* [What is required]: Look over the lines below. Report each one that includes the string "tensor".

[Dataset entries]
:::
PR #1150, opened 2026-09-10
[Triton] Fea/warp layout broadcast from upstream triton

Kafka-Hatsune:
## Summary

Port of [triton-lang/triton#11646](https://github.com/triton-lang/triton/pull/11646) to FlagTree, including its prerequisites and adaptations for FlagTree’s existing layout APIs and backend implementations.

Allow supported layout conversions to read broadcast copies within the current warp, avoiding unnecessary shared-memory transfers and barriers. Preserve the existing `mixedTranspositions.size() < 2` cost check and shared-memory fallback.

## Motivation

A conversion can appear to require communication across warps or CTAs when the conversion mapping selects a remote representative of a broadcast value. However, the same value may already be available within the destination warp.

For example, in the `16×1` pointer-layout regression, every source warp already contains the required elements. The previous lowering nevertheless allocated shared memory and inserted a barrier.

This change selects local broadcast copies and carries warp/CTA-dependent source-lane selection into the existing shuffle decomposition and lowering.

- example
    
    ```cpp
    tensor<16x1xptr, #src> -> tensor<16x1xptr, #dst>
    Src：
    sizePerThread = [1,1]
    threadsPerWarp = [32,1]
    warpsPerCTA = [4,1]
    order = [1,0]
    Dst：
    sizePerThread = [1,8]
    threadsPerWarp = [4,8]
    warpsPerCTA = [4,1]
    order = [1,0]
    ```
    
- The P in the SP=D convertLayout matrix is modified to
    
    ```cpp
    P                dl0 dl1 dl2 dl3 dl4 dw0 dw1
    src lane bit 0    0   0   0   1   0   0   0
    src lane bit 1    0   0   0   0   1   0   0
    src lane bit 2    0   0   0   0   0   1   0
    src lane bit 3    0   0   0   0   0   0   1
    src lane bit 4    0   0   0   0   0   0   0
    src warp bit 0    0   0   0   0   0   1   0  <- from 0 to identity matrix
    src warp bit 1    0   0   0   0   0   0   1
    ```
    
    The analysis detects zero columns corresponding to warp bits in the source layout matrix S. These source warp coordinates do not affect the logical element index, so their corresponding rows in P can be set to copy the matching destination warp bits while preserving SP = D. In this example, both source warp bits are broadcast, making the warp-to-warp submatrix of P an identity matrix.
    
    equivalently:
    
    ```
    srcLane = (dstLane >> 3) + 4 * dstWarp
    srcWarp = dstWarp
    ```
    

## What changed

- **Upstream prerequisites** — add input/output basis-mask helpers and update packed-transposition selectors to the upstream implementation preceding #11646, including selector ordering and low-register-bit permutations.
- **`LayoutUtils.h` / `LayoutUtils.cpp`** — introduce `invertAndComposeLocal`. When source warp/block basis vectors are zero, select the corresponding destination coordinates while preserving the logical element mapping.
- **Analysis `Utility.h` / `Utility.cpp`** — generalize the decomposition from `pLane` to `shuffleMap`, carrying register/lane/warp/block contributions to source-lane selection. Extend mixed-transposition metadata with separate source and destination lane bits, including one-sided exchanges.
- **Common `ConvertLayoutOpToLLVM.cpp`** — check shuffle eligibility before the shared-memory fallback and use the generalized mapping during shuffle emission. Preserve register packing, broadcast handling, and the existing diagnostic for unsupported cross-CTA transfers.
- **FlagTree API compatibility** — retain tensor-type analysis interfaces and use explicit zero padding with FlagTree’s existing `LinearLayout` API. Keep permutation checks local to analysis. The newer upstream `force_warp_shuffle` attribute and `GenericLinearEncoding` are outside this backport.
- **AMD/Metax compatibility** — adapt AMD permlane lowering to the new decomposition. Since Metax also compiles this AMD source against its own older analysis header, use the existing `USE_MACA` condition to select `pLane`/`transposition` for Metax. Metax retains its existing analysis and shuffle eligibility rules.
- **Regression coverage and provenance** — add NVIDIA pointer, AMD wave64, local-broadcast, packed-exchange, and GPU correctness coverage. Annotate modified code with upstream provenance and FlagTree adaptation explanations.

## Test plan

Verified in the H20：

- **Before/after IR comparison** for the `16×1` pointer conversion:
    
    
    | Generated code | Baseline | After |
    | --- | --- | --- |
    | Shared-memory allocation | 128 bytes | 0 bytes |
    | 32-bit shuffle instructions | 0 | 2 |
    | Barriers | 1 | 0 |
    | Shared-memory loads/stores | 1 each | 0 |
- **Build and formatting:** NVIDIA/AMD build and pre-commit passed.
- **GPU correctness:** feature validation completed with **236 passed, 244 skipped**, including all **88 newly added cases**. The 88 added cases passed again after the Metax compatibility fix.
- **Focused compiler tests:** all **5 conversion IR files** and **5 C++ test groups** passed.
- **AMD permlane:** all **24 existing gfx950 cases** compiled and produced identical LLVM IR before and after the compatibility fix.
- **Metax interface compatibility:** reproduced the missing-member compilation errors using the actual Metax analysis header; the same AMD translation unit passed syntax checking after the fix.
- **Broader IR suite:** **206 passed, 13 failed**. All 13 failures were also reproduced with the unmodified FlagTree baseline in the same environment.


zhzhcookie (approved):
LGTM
:::
* [Written answer]:
    tensor<16x1xptr, #src> -> tensor<16x1xptr, #dst>
- **FlagTree API compatibility** — retain tensor-type analysis interfaces and use explicit zero padding with FlagTree’s existing `LinearLayout` API. Keep permutation checks local to analysis. The newer upstream `force_warp_shuffle` attribute and `GenericLinearEncoding` are outside this backport.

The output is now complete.